_What you are asked to do_.
All lines with the word "opened" must be pulled from the entries below.

_Material supplied_.
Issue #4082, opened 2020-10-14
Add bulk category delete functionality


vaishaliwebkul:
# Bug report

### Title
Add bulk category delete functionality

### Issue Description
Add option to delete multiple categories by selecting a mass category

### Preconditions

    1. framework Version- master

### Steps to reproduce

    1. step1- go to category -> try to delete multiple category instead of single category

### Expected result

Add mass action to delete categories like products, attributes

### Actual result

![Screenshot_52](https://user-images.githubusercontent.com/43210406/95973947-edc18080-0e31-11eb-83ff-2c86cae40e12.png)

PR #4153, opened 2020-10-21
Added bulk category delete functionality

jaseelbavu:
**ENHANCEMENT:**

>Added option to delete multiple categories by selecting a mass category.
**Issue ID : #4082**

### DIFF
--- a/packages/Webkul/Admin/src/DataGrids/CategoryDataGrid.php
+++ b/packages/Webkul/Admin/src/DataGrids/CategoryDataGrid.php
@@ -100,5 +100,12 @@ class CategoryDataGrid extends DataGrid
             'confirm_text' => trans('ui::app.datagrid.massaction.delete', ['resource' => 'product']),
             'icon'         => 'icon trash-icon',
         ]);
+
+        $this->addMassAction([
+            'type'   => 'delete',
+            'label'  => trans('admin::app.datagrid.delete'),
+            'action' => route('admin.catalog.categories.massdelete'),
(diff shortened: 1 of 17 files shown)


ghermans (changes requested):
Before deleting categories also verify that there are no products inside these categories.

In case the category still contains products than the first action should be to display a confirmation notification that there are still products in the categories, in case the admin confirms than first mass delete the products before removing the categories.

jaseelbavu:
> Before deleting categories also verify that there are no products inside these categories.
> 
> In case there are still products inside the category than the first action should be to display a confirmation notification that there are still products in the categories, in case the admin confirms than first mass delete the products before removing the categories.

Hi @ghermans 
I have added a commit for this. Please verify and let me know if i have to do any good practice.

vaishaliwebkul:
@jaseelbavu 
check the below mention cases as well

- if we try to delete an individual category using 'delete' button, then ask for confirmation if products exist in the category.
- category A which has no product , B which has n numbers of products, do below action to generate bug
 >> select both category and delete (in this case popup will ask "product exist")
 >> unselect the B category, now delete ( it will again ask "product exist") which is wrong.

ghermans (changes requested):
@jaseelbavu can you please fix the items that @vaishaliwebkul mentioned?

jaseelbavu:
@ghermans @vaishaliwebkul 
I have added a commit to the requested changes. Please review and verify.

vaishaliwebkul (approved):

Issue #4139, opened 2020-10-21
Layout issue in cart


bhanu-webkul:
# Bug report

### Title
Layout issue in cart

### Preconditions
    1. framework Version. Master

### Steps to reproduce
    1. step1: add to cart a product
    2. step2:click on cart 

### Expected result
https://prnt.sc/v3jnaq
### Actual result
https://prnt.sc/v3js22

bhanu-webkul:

--

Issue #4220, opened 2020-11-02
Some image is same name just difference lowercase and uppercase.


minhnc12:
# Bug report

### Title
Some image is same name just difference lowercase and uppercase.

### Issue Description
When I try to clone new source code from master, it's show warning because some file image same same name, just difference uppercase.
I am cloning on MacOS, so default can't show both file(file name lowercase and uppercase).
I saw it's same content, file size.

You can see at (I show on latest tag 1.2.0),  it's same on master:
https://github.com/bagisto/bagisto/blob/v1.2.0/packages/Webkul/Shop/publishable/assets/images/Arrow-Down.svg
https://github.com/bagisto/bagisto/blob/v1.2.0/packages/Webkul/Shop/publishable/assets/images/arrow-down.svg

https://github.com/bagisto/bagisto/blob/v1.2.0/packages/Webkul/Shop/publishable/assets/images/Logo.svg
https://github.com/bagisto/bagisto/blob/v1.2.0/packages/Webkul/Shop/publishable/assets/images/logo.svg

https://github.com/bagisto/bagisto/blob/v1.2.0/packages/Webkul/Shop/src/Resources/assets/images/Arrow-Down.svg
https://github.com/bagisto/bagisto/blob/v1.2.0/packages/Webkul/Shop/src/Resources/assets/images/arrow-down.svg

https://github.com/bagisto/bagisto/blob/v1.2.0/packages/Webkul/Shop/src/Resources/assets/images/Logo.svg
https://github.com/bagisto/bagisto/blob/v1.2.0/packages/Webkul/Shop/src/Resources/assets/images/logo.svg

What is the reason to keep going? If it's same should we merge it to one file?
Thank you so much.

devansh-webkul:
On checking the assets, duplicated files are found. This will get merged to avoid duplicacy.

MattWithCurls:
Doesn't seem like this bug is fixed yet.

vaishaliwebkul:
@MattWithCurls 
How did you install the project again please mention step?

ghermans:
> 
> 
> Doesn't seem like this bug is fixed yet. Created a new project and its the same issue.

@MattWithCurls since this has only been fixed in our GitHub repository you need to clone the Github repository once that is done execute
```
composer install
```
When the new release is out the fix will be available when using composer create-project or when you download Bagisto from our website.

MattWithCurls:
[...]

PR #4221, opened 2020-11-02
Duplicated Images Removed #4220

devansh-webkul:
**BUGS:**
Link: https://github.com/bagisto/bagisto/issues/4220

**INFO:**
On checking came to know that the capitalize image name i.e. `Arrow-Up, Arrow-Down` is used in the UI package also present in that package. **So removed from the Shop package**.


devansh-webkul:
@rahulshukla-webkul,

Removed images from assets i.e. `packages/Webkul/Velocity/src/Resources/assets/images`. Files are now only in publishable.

==

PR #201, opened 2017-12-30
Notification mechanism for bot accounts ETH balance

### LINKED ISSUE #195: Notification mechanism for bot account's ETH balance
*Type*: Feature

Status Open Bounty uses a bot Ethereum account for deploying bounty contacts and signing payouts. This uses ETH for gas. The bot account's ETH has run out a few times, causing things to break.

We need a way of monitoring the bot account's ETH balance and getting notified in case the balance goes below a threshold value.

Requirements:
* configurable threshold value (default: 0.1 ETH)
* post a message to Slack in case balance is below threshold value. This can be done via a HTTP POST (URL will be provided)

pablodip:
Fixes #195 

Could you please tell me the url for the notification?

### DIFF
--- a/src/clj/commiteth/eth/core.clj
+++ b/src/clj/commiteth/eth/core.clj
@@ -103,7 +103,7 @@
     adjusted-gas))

_Solved problem_.
Issue #4082, opened 2020-10-14
PR #4153, opened 2020-10-21
Issue #4139, opened 2020-10-21
Issue #4220, opened 2020-11-02
PR #4221, opened 2020-11-02
PR #201, opened 2017-12-30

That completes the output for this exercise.